The dynamic boundary conditions at the calving front of ice shelves indicates the balance of the extensional stress of ice shelves with ocean hydrostatic pressure. It can written with respect to the anisotropic viscosity components ($\mu_h$, $\mu_v$) as

$$\begin{array}{l}
\displaystyle 2\left({\mu_h}\frac{\partial u}{\partial x} + {\mu_v} \left[ \frac{\partial u}{\partial x} + \frac{\partial v}{\partial y} \right] \right) n_x 
	+ \mu \left( \frac{\partial u}{\partial y} + \frac{\partial v}{\partial x} \right) n_y 
 	= \frac{1}{2}\rho g h\left(1 - \frac{\rho}{\rho_w} \right)  n_x  \cr
\displaystyle  \mu \left( \frac{\partial u}{\partial y} + \frac{\partial v}{\partial x} \right) n_x  
	+ 2 \left({\mu_h} \frac{\partial v}{\partial y} + {\mu_v} \left[\frac{\partial u}{\partial x} + \frac{\partial v}{\partial y} \right] \right) n_y 
 	= \frac{1}{2}\rho g h\left(1 - \frac{\rho}{\rho_w} \right)  n_y
\end{array} \quad \text{at} \  (x, y) \in {\partial \Omega_c} $$

where $\partial \Omega_c$ indicates the position of ice-shelf calving front, and $(n_x, n_y)$ is the unit normal 
vector towards outwards to the calving front.
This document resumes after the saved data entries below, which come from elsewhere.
PR #630, opened 2024-07-12
Add waiters for service enablement EnableService and DisableService

DiogoFerrao:


services/serviceenablement/wait/wait.go
```diff
@@ -0,0 +1,74 @@
...
+			return true, s, nil
+		case ServiceStateEnabling:
+			return false, nil, nil
+		case ServiceStateDisabled:
+			return true, s, fmt.Errorf("enabling failed for service with id %s", serviceId)
+		case ServiceStateDisabling:
+			return true, s, fmt.Errorf("service with id %s is in state %s", serviceId, *s.State)
+		}
+	})
+	handler.SetTimeout(45 * time.Minute)
```
joaopalet, line 46: Did you test it for some service? Don't we need a sleep before wait of some seconds or does the state immediatelly change to ENABLING after the enable call?

joaopalet (approved):

services/serviceenablement/wait/wait.go
DiogoFerrao: Good point, I only tested enabling an already enabled service. Disabling it failed.
Fixed now

joaopalet (approved):

PR #631, opened 2024-07-12
Add example usage for service enablement

DiogoFerrao:


examples/serviceenablement/serviceenablement.go
```diff
@@ -0,0 +1,68 @@
...
+	// List Services
+	listServicesResp, err := client.ListServiceStatusExecute(context.Background(), projectId)
+	if err != nil {
+		fmt.Fprintf(os.Stderr, "Error when calling `ListServices`: %v\n", err)
+	} else {
+		fmt.Printf("Number of services: %v\n", len(*listServicesResp.Items))
+	}
+
+	// Get Service Status
+	serviceId := "SERVICE_ID"
```
joaopalet, line 35: In the example we could get the `serviceId` from the response of the previous call, right?

DiogoFerrao: Yes we can, doing that

GokceGK (approved):

PR #634, opened 2024-07-18
Generator: Update SDK /services/runcommand

stackit-pipeline:
Generated from GitHub run [9990686317](https://github.com/stackitcloud/stackit-api-specifications/actions/runs/9990686317)


go.work
```diff
@@ -45,6 +45,7 @@ use (
 	./services/rabbitmq
 	./services/redis
 	./services/resourcemanager
+	./services/runcommand
```
DiogoFerrao, line 48: I don't think we need to add it to the go.work just yet. This could be done when we implement examples

GokceGK: If I remove it from go.work, linter is complaining that module not listed in go.work. As it has no disadvantage, i would keep it for now in go.work.

DiogoFerrao (approved):

PR #668, opened 2024-08-05
Implement waiter function for the create network by using the network id

GokceGK:


services/iaas/wait/wait.go
```diff
@@ -110,6 +110,27 @@ func CreateNetworkWaitHandler(ctx context.Context, a APIClientInterface, project
 	return handler
 }
 
+// CreateNetworkWaitHandlerWithNetworkId will wait for network creation using network id
+func CreateNetworkWaitHandlerWithNetworkId(ctx context.Context, a APIClientInterface, projectId, networkId string) *wait.AsyncActionHandler[iaas.Network] {
```
joaopalet, line 114: I think we could already replace the old waiter as it is not needed anymore, and then we can replace it in the TFP

joaopalet: Renaming this back to the correct name afterwards would be a breaking change anyway

CHANGELOG.md
```diff
@@ -1,5 +1,7 @@
 ## Release (2024-XX-XX)
 
+- `iaas`: [v0.6.0](services/iaas/CHANGELOG.md#v060-2024-08-05)
+  - **Breaking change:** Use network ID in the waiter: `CreateNetworkWaitHandler`
```
joaopalet, line 4:
```suggestion
  - **Breaking change:** Use network ID instead of request ID in the waiter: `CreateNetworkWaitHandler`
```

services/iaas/CHANGELOG.md
```diff
@@ -1,3 +1,6 @@
+## v0.6.0 (2024-08-05)
+- **Breaking change:** Use network ID in the waiter: `CreateNetworkWaitHandler`
```
joaopalet, line 2:
```suggestion
- **Breaking change:** Use network ID instead of request ID in the waiter: `CreateNetworkWaitHandler`
```

joaopalet (approved):

joaopalet (approved):

PR #1245, opened 2025-01-05
Update to Mapping-IO 0.7.0 & Tiny Remapper 0.11

### LINKED ISSUE #1239: Mixin count wildcard * not working because of remapping issue
using the `*` wildcard in mixin method targets doesn't work, because the remapping step always adds some method args to the method name, even when not specifying them

an example with mc 1.21.4 and yarn:
having this mixin, I would expect it to inject into all 3 available constructors
```
@Mixin(PersistentProjectileEntity.class)
public class ArrowMixin {
    @Inject(method = "<init>*", at = @At("TAIL"))
    private void atEnd(CallbackInfo ci) {}
}
```
instead it only injects into one of them, because the generated refmap removed the `*` and added method args
```
{
  "mappings": {
    "com/fayer3/test/mixin/client/ProjectileMixin": {
      "<init>*": "Lnet/minecraft/class_1665;<init>(Lnet/minecraft/class_1299;Lnet/minecraft/class_1937;)V"
    }
  },
  "data": {
    "named:intermediary": {
      "com/fayer3/test/mixin/client/ProjectileMixin": {
        "<init>*": "Lnet/minecraft/class_1665;<init>(Lnet/minecraft/class_1299;Lnet/minecraft/class_1937;)V"
      }
    }
  }
}
```

modmuss50:


NebelNidas:
You'll need to revert the outer class name propagation changes until MIO 0.8, when the tree-API alternative is ready, where you can specify the source namespace to use.

PR #1252, opened 2025-01-22
Improvements to test and IDE runs

### LINKED ISSUE #1233: Loom 1.8+ does not generate a `build\datagen` directory, causing the 'Run Datagen' run configuration to be broken
Loom 1.8+ no longer generates a `build\datagen` directory. This leaves 'Run Datagen' run configuration broken till you manually create that directory.

This behavior is not seen in Loom 1.7.

Steps to reproduce:
* Generate a fresh template project from https://fabricmc.net/develop/template/ with 'Data Generation' enabled.
* Open the project, wait for Gradle sync to finish, then restart the IDE (in my case IDEA) to load the run configurations.
* The 'Run Datagen' configuration will appear broken.

image

### LINKED ISSUE #1250: Set system property fabric.client.gametest.testModResourcesPath by default in client gametest configuration

modmuss50:
Closes #1250
Fixes #1233

### DIFF
--- a/src/main/java/net/fabricmc/loom/configuration/fabricapi/FabricApiTesting.java
+++ b/src/main/java/net/fabricmc/loom/configuration/fabricapi/FabricApiTesting.java
@@ -65,7 +65,6 @@ public abstract class FabricApiTesting extends FabricApiAbstractSourceSet {
 	void configureTests(Action<GameTestSettings> action) {
 		final LoomGradleExtension extension = LoomGradleExtension.get(getProject());
 		final TaskContainer tasks = getProject().getTasks();
-		final SourceSet mainSourceSet = SourceSetHelper.getMainSourceSet(getProject());
 
 		GameTestSettings settings = getProject().getObjects().newInstance(GameTestSettings.class);
 		settings.getCreateSourceSet().convention(false);
@@ -77,8 +76,12 @@ public abstract class FabricApiTesting extends FabricApiAbstractSourceSet {
 
 		action.execute(settings);
 
+		final SourceSet testSourceSet;
+
 		if (settings.getCreateSourceSet().get()) {
-			configureSourceSet(settings.getModId(), true);
+			testSourceSet = configureSourceSet(settings.getModId(), true);
+		} else {
+			testSourceSet = SourceSetHelper.getMainSourceSet(getProject());
 		}
 
 		Consumer<RunConfigSettings> configureBase = run -> {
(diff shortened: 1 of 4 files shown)


src/main/java/net/fabricmc/loom/configuration/fabricapi/FabricApiTesting.java
```diff
@@ -94,10 +99,23 @@ void configureTests(Action<GameTestSettings> action) {
 		}
 
 		if (settings.getEnableClientGameTests().get()) {
+			// Not ideal as there may be multiple resources directories, if this isnt correct the mod will need to override this.
```
Earthcomputer, line 105: Hmm I think this is more likely to be wrong than right. I imagine most people will put their client gametest as a separate mod in a separate source set.

src/main/java/net/fabricmc/loom/configuration/ide/idea/IdeaSyncTask.java
```diff
@@ -110,6 +110,8 @@ private List<IntelijRunConfig> getRunConfigs() throws IOException {
 			irc.getExcludedLibraryPaths().set(excludedLibraryPaths);
 			irc.getLaunchFile().set(runConfigFile);
 			configs.add(irc);
+
+			settings.makeRunDir();
```
Earthcomputer, line 114: Does this need applying to the other IDE sync tasks?

Also, it doesn't have to be in this PR but it would be good to support pre-run Gradle tasks. I know it's not ideal to run a gradle task before an IDE run but I think it is the least bad of all the ways to clean the run directory for client gametests.

Earthcomputer (changes requested):

src/main/java/net/fabricmc/loom/configuration/fabricapi/FabricApiTesting.java
modmuss50: Fixed, thanks it now uses the generated sourceset.

src/main/java/net/fabricmc/loom/configuration/ide/idea/IdeaSyncTask.java
modmuss50: No, this was something I removed/broke in https://github.com/FabricMC/fabric-loom/pull/1166

I strongly oppose running Gradle before IDE runs, its not easy to in intelij and likely impossible in vscode/eclipse, and takes ages. We already clear the run dir before using one of the Gradle tasks, if your tests depend on that disable the IDE runs and solely rely on Gradle, it will be quicke, better supported and doesnt require any gross hacks to make it work.

modmuss50: As dissussed we will do something about this, likely with a new entrypoint but I will do it as its own thing.

PR #1257, opened 2025-01-26
Add await() calls to tasks using WorkQueues

Roundaround:
In particular, added it to AbstractRemapJarTask and ValidateMixinNameTask.

Without the call to await(), the tasks declare to Gradle that they're complete immediately, not waiting for the work to actually be done. This means that even after declaring a dependency on the task, any following tasks have the potential to start executing before the output file is ready. _Most of the time_ this is probably fine because they happen quickly but in my case I kept running into issues with file locks on the JARs output by the remap tasks when building my own custom plugin that sits on top of Loom.

### DIFF
--- a/src/main/java/net/fabricmc/loom/task/AbstractRemapJarTask.java
+++ b/src/main/java/net/fabricmc/loom/task/AbstractRemapJarTask.java
@@ -168,6 +168,8 @@ public abstract class AbstractRemapJarTask extends Jar {
 
 			action.execute(params);
 		});
+
+		workQueue.await();
 	}
 
 	protected abstract Provider<? extends ClientEntriesService.Options> getClientOnlyEntriesOptionsProvider(SourceSet clientSourceSet);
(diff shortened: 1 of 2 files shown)


jpenilla:
> Without the call to await(), the tasks declare to Gradle that they're complete immediately, not waiting for the work to actually be done. This means that even after declaring a dependency on the task, any following tasks have the potential to start executing before the output file is ready.

This is not the case, the work queue is created from a worker executor injected to the task, so Gradle will implicitly wait on any submitted work before the task is counted as complete, including propagating failures. An explicit call to await is only needed if you have further logic in your task that needs to run after the submitted work is done, which is not the case in either of the tasks you're editing.

modmuss50:
Yes, what @jpenilla said is correct. Adding the .await will make them run synchronously removing the whole benefit of using the work queue in the first place (as these tasks all have just 1 job).

If you are having issues with locked files there is either something not releasing the lock or a more complex issue at play, I'd be happy discuss this with you to help you debug it. Either reach out to me on discord or in an issue. Ill close this PR as its not the correct fix.

PR #1262, opened 2025-02-09
Add general purpose download task

modmuss50:
Loom has a robust download system, might as well expose it as a public task for people to use.

### DIFF
--- a/src/main/java/net/fabricmc/loom/task/DownloadTask.java
+++ b/src/main/java/net/fabricmc/loom/task/DownloadTask.java
@@ -1,0 +1,145 @@
+/*
+ * This file is part of fabric-loom, licensed under the MIT License (MIT).
+ *
+ * Copyright (c) 2025 FabricMC
+ *
+ * Permission is hereby granted, free of charge, to any person obtaining a copy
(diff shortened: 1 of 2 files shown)


src/main/java/net/fabricmc/loom/task/DownloadTask.java
```diff
@@ -0,0 +1,145 @@
...
+	@Optional
+	@Input
+	public abstract Property<String> getSha1();
+
+	/**
+	 * The maximum age of the downloaded file in days. When not provided the downloaded file will never be considered stale.
+	 */
+	@Optional
+	@Input
+	public abstract Property<Integer> getMaxAge();
```
Juuxel: Duration implements Serializable so you could probably expose them too (would allow for finer control)

modmuss50: Ah nice, ill change that. I should have checked before assuming.

modmuss50: Looks good, also added a basic test for it. It doesnt check it works (the unit tests do that), just makes sure gradle is happy with it.

PR #1271, opened 2025-03-04
RemapJarTask: Delete output if it exists to prevent ghost files

### LINKED ISSUE #1270: RemapJarTask leaves deleted files in the jar
To reproduce from a template:
1. Create `src/main/resources/test.txt`
2. Run `gradlew assemble` (or `build` or `remapJar`)
3. Delete `src/main/resources/test.txt`
4. Run the same Gradle command again
5. The deleted file is still in the jar!

This bug is caused by [this change](https://github.com/FabricMC/fabric-loom/commit/e387514ff70d9f6b6951e60f43bf30e130be460d#diff-347aa7ef5e0cb5171e40d8af7ec1594d858985461500858da624d62148f3e6f7R130) in e387514, which disabled the default `Jar` task behaviour for `RemapJarTask` due to changed task action ordering.

Unfortunately, the `copy` method is also responsible for deleting the old jar, which means that now TR just adds *new and changed* files into the jar but leaves all deleted files intact.

Juuxel:
Fixes #1270. This changed isn't necessary for RemapSourcesJarTask as SourceRemapperService already deletes the output.


modmuss50 (approved):
Nice spot.

Issue #1164, opened 2024-09-02
Shorter/Improved remapped names


solonovamax:
Currently, when mods are remapped by loom, they result in names that look like the following:
```
loom_mappings_1_19_4_layered_hash_40359_v2.net.fabricmc.fabric-api:fabric-data-generation-api-v1:11.5.2+26f09d40f4
```
This name is quite long and unwieldy, and is annoying to look at in your IDE when attempting to find the sources for a particular library.

I would like to propose that instead when remapping, the `loom_mappings_1_19_4_layered_hash_40359_v2` bit can be replaced with, for example, a 6 character MD5 hash of the minecraft version & the mappings used (ofc properly accounting for layered mappings). eg. minecraft 1.21.1 using yarn mappings version `1.21.1+build.3` might result in the following remapped mod name:
```
remapped_cd6b1a.net.fabricmc.fabric-api:fabric-data-generation-api-v1:11.5.2+26f09d40f4
```
`cd6b1a` is derived from the first 6 characters of the MD5 hash of `minecraft-1.21.1:net.fabricmc-yarn-1.21.1+build.3`. `minecraft-[version]` is used to indicate the minecraft version, and `[mappings group]-[mappings module]-[mappings version]` is used for the mappings used. They are concatenated with a `:` to separate them.

another alternative to prefixing the hash in front of the group id would be to prefix it in front of the version:
```
net.fabricmc.fabric-api:fabric-data-generation-api-v1:remapped-cd6b1a.11.5.2+26f09d40f4
```
this would keep some of the more important information at the front, such as the group id and module name.

modmuss50:
Yes, I I do think we can improve this. We do need to make sure that the group is diffrent, it could maybe even be something as small as.

`abc123.net.fabricmc.fabric-api:fabric-data-generation-api-v1:11.5.2+26f09d40f4` 🤔

solonovamax:
> @modmuss50
> Yes, I I do think we can improve this. We do need to make sure that the group is diffrent, it could maybe even be something as small as.
> 
> `abc123.net.fabricmc.fabric-api:fabric-data-generation-api-v1:11.5.2+26f09d40f4` 🤔

why specifically the group id?

solonovamax:
also tbh I was originally gonna put smth like that but I wasn't sure if it was clear enough where the hash was coming from

solonovamax:
[...]

PR #1273, opened 2025-03-04
Refmap inlining

modmuss50:


modmuss50:
I think I want to fix: https://github.com/FabricMC/fabric-loom/issues/1164 before going further with this, as right now it wont regenerate the remapped deps if we enabled this. The remapped deps need a hash that includes the layered mappings as well as the settings used to remap them (this being the only setting we will have to start with)

modmuss50:
Not 100% done, but good enough to have behind an option.

PR #1276, opened 2025-03-14
Support putting run configs in folders

SquidDev:
- Remove unused `RunConfig.genRuns`.
 - Rewrite templating to do a single find-and-replace, rather than a chain of them.
 - Add a new `ideConfigFolder` option, which sets the `folderName` attribute on the IDEA config file.

IntellJ Idea's run config drop down. There is a folder called "Fabric", where which contains a list of runs (e.g. client, server).

I wasn't quite sure the best way to expose settings from `RunConfigSettings`, as it's currently a bit ad-hoc. For now, I've gone with the simplest option (a `Property<String>` getter), but happy to change that if preferred!

### DIFF
--- a/src/main/java/net/fabricmc/loom/configuration/ide/RunConfig.java
+++ b/src/main/java/net/fabricmc/loom/configuration/ide/RunConfig.java
@@ -38,10 +38,12 @@ import java.util.Locale;
 import java.util.Map;
 import java.util.Objects;
 import java.util.Set;
+import java.util.regex.Pattern;
 import java.util.stream.Collectors;
 
 import com.google.gson.JsonElement;
 import com.google.gson.JsonObject;
+import groovy.xml.XmlUtil;
 import org.gradle.api.JavaVersion;
 import org.gradle.api.Project;
 import org.gradle.api.artifacts.ModuleVersionIdentifier;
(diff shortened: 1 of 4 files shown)


modmuss50:
Looks like https://github.com/FabricMC/fabric-loom/blob/dev/1.10/src/test/groovy/net/fabricmc/loom/test/unit/IdeaClasspathModificationsTest.groovy is now failing

SquidDev:
I did have a think about replacing `IdeaClasspathModificationsTest.fromDummy` with a call to `RunConfig.fromDummy`. *Technically* we can get away passing a null `Project` to it, but it felt a bit risky, so have left as-is for now.

modmuss50:
> I did have a think about replacing `IdeaClasspathModificationsTest.fromDummy` with a call to `RunConfig.fromDummy`. _Technically_ we can get away passing a null `Project` to it, but it felt a bit risky, so have left as-is for now.

I'd leave it for now, the test coverage (and testability) of all of this could be improved vastly, but there is no point doing it as part of this PR. Ill take a closer look at the PR shortly and get it merged into the 1.11 branch.

modmuss50 (approved):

## Loss functions for PINNs

It is important to note that the above governing equation and boundary conditions remain insufficient to guarantee 
the unique inversion of the two viscosity components ($\mu_h$, $\mu_v$). A **regularization condition** is, thus, required 
to ensure the uniqueness for inferring the anisotropic viscosity components ($\mu_h$, $\mu_v$). The regularization
condition we add is that we prefer the solutions of $\mu_h$ and $\mu_v$ are close to each other unless their 
closeness violates the SSA equations given the data of ice-shelf velocity and thickness. Practically, we can add an 
regularization term, which measures the mean squared error between the network prediction of $\mu_h$ and $\mu_v$ in 
the loss function of the PINN training, namely

$$\mathcal{L_{reg}} = \frac{\gamma_g}{N_c} {\sum^{N_c}_{i=1}} [\mu_h({\bf x_i}) - \mu_v({\bf x_i})]^2  $$

where ${\bf x_i}=(x_i, y_i)$ are the collocation points used to evaluate the value of $\mu_h$ and $\mu_v$ within the 
domain and $N_c$ is the total number of collocation points. Here, $\gamma_g$ is the hyper-parameter that represents 
the weight of the regularization loss in the loss function. Then, the total loss function for inferring anisotropic 
viscosity can be written as

$$ \begin{equation}
    \mathcal{L} = \mathcal{L_d} + \mathcal{L_e} (\gamma_e, \gamma_b) + \mathcal{L}_{reg}(\gamma_g)
\end{equation} $$

where $\mathcal{L_d}$ and $\mathcal{L_e}$ are the data loss and equation loss, respectively, which have the same expression
as for inferring [isotropic viscosity](https://github.com/YaoGroup/DIFFICE_jax/blob/main/docs/source/Isotropic.md). $\gamma_e$ 
and $\gamma_b$ are the weighting pre-factors for the equation and boundary condition loss. Here, we note that the weight 
$\gamma_g$ for the regularization loss should be set to be much smaller than the weight $\gamma_e$ and $\gamma_b$. Otherwise, 
the contribution of the regularization loss overwhelms that of the equation loss in the loss function, causing PINNs to first
satisfy the regularization loss, rather than minimize the equation loss. This will gives the result of $\mu_h = \mu_v$, which 
is equavilent to inferring isotropic viscosity.